# What you have to do:
Lines from the beginning of the entries up to and including the one with "-from geomstats.errors import" must be duplicated word for word; leave out all others.

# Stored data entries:
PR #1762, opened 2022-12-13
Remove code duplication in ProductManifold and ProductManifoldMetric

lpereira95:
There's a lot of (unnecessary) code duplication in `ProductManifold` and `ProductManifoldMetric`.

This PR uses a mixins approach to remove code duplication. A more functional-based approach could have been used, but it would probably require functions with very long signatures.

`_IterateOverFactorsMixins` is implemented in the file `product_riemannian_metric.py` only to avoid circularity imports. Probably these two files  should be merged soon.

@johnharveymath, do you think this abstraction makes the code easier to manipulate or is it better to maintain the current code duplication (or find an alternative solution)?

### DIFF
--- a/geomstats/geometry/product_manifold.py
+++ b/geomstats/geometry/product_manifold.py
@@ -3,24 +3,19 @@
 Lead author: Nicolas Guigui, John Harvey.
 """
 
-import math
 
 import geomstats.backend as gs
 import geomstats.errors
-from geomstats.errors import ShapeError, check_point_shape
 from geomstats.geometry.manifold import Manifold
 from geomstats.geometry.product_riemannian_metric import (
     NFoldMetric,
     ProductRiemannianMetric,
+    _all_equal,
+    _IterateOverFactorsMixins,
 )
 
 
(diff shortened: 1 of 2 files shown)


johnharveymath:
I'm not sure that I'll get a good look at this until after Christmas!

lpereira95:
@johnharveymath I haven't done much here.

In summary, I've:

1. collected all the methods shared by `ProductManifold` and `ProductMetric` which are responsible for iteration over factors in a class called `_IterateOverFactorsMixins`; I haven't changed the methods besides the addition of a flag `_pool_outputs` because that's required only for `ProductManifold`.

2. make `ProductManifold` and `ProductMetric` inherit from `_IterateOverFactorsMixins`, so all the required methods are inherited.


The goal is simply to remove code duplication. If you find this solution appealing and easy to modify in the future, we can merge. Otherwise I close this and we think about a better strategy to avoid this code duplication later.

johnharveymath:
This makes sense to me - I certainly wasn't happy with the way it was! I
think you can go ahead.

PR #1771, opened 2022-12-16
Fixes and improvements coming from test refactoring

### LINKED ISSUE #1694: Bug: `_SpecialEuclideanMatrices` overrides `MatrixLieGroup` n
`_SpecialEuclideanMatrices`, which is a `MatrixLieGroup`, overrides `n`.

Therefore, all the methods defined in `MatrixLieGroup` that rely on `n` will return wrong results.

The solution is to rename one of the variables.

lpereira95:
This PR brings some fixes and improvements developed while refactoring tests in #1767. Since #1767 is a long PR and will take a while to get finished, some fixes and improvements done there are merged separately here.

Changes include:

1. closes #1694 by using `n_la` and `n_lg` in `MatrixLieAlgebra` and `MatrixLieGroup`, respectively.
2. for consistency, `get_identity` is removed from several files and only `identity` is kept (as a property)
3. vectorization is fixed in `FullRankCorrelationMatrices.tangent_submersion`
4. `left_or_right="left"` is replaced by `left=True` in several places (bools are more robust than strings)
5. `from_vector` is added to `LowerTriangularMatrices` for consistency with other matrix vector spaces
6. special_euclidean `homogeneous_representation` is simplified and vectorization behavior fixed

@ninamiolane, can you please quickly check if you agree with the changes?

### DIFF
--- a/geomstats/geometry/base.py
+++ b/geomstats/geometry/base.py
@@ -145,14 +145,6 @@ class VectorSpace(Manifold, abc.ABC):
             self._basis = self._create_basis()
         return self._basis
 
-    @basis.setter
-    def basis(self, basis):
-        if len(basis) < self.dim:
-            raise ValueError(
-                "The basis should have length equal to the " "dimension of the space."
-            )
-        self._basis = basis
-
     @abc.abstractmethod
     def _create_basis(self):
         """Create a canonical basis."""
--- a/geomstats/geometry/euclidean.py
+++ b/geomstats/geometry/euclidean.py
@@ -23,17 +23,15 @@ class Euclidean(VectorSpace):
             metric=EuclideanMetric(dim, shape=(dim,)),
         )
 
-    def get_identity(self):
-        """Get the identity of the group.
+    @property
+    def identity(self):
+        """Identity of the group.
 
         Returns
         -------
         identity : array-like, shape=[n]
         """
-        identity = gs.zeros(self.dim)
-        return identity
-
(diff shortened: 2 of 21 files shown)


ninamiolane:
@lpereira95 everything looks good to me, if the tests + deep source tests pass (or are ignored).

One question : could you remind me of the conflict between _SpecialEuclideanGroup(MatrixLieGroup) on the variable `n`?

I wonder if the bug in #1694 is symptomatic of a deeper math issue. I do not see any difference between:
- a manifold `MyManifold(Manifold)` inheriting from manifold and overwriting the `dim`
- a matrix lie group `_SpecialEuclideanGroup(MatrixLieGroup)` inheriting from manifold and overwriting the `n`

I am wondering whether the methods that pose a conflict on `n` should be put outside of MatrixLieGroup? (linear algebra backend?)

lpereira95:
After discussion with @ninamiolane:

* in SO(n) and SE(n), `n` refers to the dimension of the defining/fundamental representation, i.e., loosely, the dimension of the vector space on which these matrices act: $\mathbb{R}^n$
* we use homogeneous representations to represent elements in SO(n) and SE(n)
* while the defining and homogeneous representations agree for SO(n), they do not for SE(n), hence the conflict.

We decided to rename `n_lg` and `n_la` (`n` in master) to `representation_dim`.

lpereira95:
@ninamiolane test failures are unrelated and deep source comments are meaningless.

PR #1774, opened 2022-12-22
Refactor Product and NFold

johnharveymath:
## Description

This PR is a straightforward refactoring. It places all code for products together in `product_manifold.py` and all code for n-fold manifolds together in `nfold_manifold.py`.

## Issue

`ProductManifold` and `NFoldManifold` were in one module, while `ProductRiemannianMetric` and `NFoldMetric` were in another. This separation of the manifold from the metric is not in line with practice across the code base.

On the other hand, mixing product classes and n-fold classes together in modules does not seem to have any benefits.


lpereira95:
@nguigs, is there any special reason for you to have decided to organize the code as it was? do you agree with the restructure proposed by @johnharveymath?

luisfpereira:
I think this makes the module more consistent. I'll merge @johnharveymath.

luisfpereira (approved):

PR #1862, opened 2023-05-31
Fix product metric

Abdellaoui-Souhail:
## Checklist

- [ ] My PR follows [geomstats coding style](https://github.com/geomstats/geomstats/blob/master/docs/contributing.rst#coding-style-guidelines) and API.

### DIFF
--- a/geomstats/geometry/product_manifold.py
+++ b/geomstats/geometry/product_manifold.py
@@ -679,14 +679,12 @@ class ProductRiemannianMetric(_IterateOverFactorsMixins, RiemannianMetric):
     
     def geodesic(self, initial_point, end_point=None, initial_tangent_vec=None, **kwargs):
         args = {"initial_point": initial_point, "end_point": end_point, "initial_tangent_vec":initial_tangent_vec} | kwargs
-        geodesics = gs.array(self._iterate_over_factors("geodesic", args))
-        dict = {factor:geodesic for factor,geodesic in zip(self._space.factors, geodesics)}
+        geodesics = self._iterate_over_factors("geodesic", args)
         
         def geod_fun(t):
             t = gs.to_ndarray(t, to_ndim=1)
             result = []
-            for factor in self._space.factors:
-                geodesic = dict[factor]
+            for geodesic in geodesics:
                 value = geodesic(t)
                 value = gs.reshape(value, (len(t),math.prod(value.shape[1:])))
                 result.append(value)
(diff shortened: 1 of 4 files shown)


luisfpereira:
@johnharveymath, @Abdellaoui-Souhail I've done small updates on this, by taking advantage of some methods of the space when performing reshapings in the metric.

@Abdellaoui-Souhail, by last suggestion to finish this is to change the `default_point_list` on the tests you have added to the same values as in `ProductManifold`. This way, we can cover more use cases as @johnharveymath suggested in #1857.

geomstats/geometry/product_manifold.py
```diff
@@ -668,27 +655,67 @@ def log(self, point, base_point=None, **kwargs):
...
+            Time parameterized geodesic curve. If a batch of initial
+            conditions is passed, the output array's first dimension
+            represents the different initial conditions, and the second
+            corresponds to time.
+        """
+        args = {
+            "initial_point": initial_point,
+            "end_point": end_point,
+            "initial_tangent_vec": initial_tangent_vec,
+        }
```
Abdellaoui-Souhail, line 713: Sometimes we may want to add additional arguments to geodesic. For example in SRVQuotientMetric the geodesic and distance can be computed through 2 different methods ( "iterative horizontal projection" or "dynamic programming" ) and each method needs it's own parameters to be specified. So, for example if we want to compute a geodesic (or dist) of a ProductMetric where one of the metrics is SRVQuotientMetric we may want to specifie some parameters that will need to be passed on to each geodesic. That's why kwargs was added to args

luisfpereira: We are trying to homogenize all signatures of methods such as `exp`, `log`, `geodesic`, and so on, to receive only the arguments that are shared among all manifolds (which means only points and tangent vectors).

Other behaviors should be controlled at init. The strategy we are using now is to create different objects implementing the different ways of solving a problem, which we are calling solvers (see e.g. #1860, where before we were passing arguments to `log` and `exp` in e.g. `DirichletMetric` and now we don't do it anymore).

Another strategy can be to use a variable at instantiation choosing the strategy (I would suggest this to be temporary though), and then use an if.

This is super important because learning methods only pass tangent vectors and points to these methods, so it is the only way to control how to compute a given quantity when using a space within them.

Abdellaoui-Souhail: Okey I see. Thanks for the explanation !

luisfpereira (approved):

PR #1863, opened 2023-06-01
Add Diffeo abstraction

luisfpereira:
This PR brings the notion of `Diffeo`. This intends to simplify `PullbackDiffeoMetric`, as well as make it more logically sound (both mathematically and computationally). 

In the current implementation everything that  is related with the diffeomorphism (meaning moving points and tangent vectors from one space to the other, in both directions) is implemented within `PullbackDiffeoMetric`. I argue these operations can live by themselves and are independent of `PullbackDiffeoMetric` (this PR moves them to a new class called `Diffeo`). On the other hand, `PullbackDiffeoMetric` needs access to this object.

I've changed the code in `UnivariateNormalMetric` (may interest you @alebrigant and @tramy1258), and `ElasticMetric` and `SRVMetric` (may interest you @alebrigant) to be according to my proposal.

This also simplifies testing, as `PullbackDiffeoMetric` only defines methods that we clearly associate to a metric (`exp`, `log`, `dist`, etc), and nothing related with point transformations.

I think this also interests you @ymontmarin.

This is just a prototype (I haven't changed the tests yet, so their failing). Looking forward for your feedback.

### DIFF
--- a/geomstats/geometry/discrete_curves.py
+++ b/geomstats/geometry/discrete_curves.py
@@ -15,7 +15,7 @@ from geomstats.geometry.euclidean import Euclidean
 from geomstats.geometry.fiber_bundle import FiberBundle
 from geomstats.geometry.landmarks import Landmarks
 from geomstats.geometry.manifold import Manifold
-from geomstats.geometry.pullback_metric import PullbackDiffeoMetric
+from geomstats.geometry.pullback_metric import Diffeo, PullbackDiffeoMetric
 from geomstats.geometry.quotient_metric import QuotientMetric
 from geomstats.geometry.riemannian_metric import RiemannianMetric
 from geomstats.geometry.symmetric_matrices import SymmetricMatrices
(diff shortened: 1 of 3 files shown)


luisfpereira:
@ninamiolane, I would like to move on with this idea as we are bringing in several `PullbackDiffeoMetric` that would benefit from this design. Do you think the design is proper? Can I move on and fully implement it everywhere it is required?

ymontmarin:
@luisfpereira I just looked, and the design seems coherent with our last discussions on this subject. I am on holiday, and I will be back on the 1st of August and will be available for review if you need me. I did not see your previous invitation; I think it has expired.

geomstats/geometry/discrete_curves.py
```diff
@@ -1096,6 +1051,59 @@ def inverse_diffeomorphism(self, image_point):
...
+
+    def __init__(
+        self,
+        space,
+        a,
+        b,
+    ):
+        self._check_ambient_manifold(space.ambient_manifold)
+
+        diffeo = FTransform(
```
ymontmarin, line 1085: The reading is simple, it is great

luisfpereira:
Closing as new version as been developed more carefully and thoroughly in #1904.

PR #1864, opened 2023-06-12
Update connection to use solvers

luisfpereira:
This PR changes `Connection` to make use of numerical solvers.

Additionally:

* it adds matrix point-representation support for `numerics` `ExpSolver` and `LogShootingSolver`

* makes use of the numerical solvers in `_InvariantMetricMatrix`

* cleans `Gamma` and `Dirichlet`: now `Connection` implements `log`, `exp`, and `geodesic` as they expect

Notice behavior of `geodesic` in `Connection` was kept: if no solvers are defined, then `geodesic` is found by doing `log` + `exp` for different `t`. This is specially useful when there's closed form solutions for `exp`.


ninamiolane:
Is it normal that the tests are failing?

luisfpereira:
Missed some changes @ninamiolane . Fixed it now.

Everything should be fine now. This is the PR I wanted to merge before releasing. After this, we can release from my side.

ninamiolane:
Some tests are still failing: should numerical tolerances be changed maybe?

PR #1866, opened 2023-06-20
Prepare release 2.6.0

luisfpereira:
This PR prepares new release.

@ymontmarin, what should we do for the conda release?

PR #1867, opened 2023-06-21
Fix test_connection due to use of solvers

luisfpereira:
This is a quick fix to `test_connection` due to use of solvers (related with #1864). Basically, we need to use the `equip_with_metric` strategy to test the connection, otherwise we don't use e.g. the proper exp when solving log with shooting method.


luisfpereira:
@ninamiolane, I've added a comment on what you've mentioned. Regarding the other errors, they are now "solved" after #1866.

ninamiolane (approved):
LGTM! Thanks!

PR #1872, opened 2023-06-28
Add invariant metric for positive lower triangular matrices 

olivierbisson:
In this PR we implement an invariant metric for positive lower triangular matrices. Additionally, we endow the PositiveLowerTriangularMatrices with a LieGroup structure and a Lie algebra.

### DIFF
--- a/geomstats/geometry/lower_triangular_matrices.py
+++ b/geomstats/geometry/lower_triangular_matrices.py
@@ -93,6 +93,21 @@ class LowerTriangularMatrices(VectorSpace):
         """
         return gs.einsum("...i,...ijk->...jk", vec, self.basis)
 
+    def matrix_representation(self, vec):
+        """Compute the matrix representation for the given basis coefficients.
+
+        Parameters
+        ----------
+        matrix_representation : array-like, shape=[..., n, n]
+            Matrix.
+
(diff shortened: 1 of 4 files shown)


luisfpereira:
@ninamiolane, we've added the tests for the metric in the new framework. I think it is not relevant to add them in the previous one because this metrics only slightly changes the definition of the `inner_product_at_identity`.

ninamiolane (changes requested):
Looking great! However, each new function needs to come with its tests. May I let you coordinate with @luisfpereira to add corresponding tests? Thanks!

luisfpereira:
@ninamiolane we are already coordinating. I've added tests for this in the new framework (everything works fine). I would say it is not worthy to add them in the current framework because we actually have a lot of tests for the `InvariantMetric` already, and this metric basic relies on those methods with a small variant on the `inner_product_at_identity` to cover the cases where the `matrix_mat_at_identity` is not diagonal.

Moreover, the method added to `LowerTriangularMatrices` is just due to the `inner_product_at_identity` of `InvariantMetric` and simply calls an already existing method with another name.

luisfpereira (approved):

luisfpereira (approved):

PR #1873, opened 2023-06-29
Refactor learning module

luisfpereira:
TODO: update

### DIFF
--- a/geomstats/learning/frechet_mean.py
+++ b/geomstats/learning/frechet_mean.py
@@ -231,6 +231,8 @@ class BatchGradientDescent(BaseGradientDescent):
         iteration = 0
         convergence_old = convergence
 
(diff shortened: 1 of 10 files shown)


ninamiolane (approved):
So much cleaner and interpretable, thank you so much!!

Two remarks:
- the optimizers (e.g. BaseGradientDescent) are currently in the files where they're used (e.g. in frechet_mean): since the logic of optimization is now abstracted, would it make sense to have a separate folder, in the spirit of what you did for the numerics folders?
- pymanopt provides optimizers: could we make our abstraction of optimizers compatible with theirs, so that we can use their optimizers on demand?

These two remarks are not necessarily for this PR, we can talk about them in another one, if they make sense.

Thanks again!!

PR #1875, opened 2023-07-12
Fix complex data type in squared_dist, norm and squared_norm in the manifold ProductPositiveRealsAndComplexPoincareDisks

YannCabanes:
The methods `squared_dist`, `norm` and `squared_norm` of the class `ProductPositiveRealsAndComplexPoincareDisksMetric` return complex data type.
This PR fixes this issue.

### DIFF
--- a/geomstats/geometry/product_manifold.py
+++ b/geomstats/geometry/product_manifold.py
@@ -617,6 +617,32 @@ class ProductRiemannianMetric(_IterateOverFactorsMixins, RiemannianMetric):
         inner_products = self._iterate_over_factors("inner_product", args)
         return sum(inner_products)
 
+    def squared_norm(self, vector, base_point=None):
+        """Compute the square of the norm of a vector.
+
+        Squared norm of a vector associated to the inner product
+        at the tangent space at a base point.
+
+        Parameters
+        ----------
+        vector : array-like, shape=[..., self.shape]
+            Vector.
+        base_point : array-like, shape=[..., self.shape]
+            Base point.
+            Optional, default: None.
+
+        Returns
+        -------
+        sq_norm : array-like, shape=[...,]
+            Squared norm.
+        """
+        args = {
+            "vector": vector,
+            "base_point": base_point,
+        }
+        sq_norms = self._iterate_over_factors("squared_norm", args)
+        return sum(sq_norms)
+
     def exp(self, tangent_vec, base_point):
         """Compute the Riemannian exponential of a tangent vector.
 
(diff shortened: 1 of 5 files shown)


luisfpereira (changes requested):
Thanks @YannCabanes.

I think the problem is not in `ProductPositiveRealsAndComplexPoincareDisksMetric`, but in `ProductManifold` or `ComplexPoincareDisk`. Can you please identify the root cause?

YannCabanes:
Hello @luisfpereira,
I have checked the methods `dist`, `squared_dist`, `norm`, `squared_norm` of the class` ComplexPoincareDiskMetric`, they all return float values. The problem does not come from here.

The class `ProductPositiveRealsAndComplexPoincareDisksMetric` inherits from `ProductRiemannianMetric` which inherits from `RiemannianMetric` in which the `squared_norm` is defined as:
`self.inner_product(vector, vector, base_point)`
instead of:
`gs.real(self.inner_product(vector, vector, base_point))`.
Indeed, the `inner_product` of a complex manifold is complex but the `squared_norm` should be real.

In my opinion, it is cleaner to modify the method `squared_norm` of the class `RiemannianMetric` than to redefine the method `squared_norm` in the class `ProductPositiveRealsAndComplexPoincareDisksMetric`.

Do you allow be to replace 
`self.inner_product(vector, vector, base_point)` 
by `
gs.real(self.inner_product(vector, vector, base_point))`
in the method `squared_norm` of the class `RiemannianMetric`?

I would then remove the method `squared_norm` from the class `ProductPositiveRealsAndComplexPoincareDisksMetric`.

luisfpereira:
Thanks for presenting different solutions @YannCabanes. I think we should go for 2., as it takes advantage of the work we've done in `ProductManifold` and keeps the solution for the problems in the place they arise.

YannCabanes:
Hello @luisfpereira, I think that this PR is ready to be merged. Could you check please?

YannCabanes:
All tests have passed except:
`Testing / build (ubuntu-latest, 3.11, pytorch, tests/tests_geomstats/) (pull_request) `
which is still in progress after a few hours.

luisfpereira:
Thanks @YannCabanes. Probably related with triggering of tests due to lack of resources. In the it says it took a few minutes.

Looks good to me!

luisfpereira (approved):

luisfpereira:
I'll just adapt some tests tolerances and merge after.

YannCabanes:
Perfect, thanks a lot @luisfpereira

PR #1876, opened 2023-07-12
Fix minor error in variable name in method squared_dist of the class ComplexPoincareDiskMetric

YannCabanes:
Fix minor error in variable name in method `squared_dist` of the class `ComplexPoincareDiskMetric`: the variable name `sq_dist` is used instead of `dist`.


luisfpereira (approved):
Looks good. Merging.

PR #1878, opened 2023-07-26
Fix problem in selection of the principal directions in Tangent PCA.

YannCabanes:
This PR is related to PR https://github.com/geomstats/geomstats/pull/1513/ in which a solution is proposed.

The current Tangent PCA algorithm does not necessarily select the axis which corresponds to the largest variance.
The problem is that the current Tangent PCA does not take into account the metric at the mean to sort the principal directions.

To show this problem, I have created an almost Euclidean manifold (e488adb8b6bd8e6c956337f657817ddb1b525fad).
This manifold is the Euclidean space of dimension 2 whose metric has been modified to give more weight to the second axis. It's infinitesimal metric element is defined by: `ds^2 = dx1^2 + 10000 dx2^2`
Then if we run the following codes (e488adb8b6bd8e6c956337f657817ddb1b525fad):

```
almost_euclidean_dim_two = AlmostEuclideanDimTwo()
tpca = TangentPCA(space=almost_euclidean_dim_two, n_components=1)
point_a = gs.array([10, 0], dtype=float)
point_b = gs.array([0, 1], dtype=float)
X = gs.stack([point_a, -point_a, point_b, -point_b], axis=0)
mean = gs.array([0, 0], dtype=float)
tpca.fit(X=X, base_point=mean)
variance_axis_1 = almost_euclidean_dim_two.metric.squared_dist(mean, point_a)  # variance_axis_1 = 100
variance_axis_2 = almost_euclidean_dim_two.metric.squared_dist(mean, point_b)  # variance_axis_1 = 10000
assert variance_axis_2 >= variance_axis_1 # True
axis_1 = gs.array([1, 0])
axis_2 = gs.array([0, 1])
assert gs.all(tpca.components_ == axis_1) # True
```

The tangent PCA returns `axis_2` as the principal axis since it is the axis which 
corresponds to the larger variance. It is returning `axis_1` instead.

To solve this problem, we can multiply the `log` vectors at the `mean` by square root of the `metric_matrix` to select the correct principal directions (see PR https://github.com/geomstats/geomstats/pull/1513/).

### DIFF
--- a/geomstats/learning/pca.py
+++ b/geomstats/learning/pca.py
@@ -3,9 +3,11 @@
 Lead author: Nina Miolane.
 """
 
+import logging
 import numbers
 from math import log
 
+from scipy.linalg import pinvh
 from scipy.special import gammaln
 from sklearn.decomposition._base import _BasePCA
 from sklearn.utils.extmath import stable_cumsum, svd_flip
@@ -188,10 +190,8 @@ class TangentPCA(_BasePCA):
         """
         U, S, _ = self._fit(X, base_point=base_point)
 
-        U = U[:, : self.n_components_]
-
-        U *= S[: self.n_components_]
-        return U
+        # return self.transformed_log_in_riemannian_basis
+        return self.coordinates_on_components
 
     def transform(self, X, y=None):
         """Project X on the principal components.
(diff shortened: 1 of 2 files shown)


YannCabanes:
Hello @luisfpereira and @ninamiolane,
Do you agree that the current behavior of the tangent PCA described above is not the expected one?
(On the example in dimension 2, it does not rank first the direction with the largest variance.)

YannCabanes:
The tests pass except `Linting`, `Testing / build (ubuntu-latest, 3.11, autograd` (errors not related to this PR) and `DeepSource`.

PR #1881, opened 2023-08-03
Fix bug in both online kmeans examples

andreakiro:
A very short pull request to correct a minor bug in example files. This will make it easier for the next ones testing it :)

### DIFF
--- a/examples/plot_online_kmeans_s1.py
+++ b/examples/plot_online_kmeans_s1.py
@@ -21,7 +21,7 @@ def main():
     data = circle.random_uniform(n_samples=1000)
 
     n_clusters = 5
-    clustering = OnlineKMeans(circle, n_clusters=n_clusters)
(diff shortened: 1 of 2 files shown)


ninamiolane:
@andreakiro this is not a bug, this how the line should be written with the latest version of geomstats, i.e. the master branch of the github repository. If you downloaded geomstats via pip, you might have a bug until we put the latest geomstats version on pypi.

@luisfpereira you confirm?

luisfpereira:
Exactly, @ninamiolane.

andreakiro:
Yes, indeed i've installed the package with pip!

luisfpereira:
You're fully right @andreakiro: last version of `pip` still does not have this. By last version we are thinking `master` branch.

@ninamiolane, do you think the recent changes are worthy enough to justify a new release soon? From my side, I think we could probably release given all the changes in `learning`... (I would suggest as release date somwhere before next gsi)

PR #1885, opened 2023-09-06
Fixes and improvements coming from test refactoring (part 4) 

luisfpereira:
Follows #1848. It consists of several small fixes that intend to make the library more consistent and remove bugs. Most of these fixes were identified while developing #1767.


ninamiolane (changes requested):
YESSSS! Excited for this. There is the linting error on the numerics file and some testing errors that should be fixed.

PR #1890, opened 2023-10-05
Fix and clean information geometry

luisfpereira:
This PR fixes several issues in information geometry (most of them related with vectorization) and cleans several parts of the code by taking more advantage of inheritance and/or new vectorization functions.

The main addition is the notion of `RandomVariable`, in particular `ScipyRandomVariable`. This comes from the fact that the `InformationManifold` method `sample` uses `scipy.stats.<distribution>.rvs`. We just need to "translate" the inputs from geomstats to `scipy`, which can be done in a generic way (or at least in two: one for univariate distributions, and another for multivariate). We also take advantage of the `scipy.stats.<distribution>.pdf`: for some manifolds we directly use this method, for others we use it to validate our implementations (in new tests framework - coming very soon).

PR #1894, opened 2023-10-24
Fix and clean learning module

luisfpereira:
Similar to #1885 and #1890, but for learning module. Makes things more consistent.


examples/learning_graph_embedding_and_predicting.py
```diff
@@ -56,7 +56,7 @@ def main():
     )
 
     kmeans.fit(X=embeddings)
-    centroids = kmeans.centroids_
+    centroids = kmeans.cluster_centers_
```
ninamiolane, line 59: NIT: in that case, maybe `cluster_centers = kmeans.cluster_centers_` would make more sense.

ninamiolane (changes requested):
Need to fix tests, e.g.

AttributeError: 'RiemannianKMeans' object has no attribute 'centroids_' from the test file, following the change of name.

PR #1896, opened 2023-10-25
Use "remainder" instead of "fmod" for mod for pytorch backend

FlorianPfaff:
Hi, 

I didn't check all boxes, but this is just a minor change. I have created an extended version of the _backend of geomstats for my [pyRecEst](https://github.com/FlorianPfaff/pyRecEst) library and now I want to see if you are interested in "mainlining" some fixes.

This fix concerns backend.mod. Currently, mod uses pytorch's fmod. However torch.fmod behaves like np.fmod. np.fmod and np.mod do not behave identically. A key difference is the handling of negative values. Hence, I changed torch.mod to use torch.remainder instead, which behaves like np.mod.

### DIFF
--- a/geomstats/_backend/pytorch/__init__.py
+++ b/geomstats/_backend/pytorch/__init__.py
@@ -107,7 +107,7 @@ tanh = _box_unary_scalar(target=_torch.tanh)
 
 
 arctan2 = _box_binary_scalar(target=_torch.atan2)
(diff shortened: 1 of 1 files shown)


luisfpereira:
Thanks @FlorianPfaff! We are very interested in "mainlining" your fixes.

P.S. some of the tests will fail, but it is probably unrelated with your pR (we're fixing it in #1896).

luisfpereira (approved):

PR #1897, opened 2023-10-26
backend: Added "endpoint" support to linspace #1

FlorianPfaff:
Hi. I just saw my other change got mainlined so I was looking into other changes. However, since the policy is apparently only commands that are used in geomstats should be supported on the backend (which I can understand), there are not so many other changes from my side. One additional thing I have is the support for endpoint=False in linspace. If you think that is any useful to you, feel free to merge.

# Exercise answer:
PR #1762, opened 2022-12-13
Remove code duplication in ProductManifold and ProductManifoldMetric

lpereira95:
There's a lot of (unnecessary) code duplication in `ProductManifold` and `ProductManifoldMetric`.

This PR uses a mixins approach to remove code duplication. A more functional-based approach could have been used, but it would probably require functions with very long signatures.

`_IterateOverFactorsMixins` is implemented in the file `product_riemannian_metric.py` only to avoid circularity imports. Probably these two files  should be merged soon.

@johnharveymath, do you think this abstraction makes the code easier to manipulate or is it better to maintain the current code duplication (or find an alternative solution)?

### DIFF
--- a/geomstats/geometry/product_manifold.py
+++ b/geomstats/geometry/product_manifold.py
@@ -3,24 +3,19 @@
 Lead author: Nicolas Guigui, John Harvey.
 """
 
-import math
 
 import geomstats.backend as gs
 import geomstats.errors
-from geomstats.errors import ShapeError, check_point_shape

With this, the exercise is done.